Sibanye Stillwater in its operating update for the quarter ended 30 September 2020 said it achieved the record quarterly adjusted EBITDA(earnings before interest, taxes, depreciation and amortisation) of R15.59 billion (US$922 million). Net debt was reduced by further R11.16 billion (US$666 million) following conversion of convertible bond during October 2020. This was “another solid performance from the SA PGM Operations,” the company said in the report.
The build-up to normalised production levels at the SA operations has progressed better than planned and the manner in which employees have been reintegrated into the operations without a notable increase in infection rates or operational disruptions, validates the more gradual recall and production build-up strategy.
By the end of Q3 2020, the SA gold operations had recalled approximately 92% of the workforce and achieved a production run rate of approximately 99% of planned levels, with the SA PGM operation having recalled approximately 88% of the workforce with a production run rate of 93% of planned levels achieved. By mid-October 2020, both the SA gold and PGM operations were operating at close to planned production rates with the employee complement close to pre-COVID-19 levels.
While the US PGM operations have continued to operate throughout the year, COVID-19 protocols, particularly compliance with social distancing requirements, has had an ongoing negative impact on productivity.

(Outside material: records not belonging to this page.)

PR #1003, opened 2021-07-26
Removed uppercase from h5/h6 in markdown preview

### LINKED ISSUE #1002: Markdown Preview H5/H6 converted to uppercase
This issue mirrors the iOS issue https://github.com/Automattic/simplenote-ios/issues/1304

Currently the CSS for H5 and  H6 in markdown preview is set to automatically capitalize all characters.  Per the discussion in that issue, we decided to remove that change.

### Expected
H5 and H6 would have normal casing

### Observed
H5 and H6 are uppercased

### Reproduced
1. in a note with markdown enabled add some text that is prefixed with 5 or 6 hashtags eg : `##### Heading 5##### `
2. Check the markdown preview and it will show capitalized letters

charliescheer:
### Fix
This PR fixes #1002  

Currently H5 and H6 headings in markdown preview are forced to be uppercase.  We decided to remove that uppercase.

Also this PR reorganizes the css so that the colors are in their own file which will simplify updates to the css in the future

### Test
1. In a note with markdown preview, add some text that uses H5 and H6 
2. display the preview and make sure that the text is not uppercased
3. also check and make sure both dark mode and light mode are loading the correct CSS in preview

### Review

### DIFF
--- a/Simplenote/SPMarkdownParser.m
+++ b/Simplenote/SPMarkdownParser.m
@@ -78,7 +78,7 @@
 
 + (NSString *)cssPath:(BOOL)isDarkMode
 {
-    return isDarkMode ? @"markdown-dark.css" : @"markdown-default.css";
+    return isDarkMode ? @"markdown-dark.css" : @"markdown-light.css";
 }
 
 + (NSString *)htmlFooter
--- a/Simplenote/SPMarkdownParser.m
+++ b/Simplenote/SPMarkdownParser.m
@@ -63,14 +63,20 @@
     headerStart = [headerStart stringByAppendingString:[NSString stringWithFormat:colorCSS, textHexColor]];
 
     NSString *headerEnd = @"</style></head><body><div class=\"note-detail-markdown\"><div id=\"static_content\">";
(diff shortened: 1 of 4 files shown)


Simplenote/SPMarkdownParser.m
```diff
@@ -63,16 +63,22 @@ + (NSString *)htmlHeader
...
+    NSString *colors = [NSString stringWithContentsOfURL:[[NSBundle mainBundle] URLForResource: colorCssPath withExtension:nil]
+                                                 encoding:NSUTF8StringEncoding error:nil];
+
+    css = [css stringByAppendingString:colors];
     
     return [[headerStart stringByAppendingString:css] stringByAppendingString:headerEnd];
 }
 
-+ (NSString *)cssPathForDarkMode:(BOOL)isDarkMode
++ (NSString *)cssPath:(BOOL)isDarkMode
```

The social distancing impact is most prevalent on transport to and from work, with employees living throughout the state of Montana and travelling longer distances to work than in SA. Restricted access to the operations has also affected shift arrangements and blasting schedules, resulting in a negative 8% impact on productivity.
Elevated precious metal prices for Q3 2020, together with the 15% depreciation of the rand against the dollar during 2020 year-to-date, has ensured record prices for the basket of metals produced in SA and close to record levels in the US.
Despite still being impacted by COVID-19 constraints during Q3 2020, the consistent operational performance coupled with high commodity prices, underpinned an exceptional financial result for the Group for Q3 2020.
Group adjusted EBITDA for Q3 2020 increased by 182% (or R10,056 million/US$545 million) to R15,592 million (US$922 million), compared with the same period in 2019. This represents another record quarterly financial result, surpassing the full-year Group adjusted EBITDA of R14,956 million (US$1,034 million) for 2019. This outstanding result reflects the significant value accretive PGM acquisition strategy embarked on from 2016.
Strong cash flow generation drove a further reduction in net debt during the period, despite the payment of the R1.4 billion H1 2020 dividend. Net debt: adjusted EBITDA (ND: adjusted EBITDA) at the end of Q3 2020, decreased by 40% to 0.33x from 0.55x at the end of June 2020.
Available funding increased by 19% from R23,799 million (US$1,372 million) at 30 June 2020 to R28,202 million (US$1,683 million) at 30 September 2020, comprising cash on hand of R15,151 million (US$904 million) (30 June 2020: R12,041 million (US$694 million)), committed undrawn facilities of R11,869 million (US$708 million) (30 June 2020: R9,000 million (US$519 million)), and available uncommitted overnight facilities of R1,182 million (US$71 million) (30 June 2020: R2,758 million (US$159 million)).
The strategic deleveraging which has been a primary focus since 2017 is now complete. At current commodity prices and the prevailing exchange rate, and with the SA operations having attained normalised production run rates, the Group is likely to continue generating significant cash flow. Following the resumption of the dividend in August 2020, the Group is well positioned to deliver superior total returns to shareholders.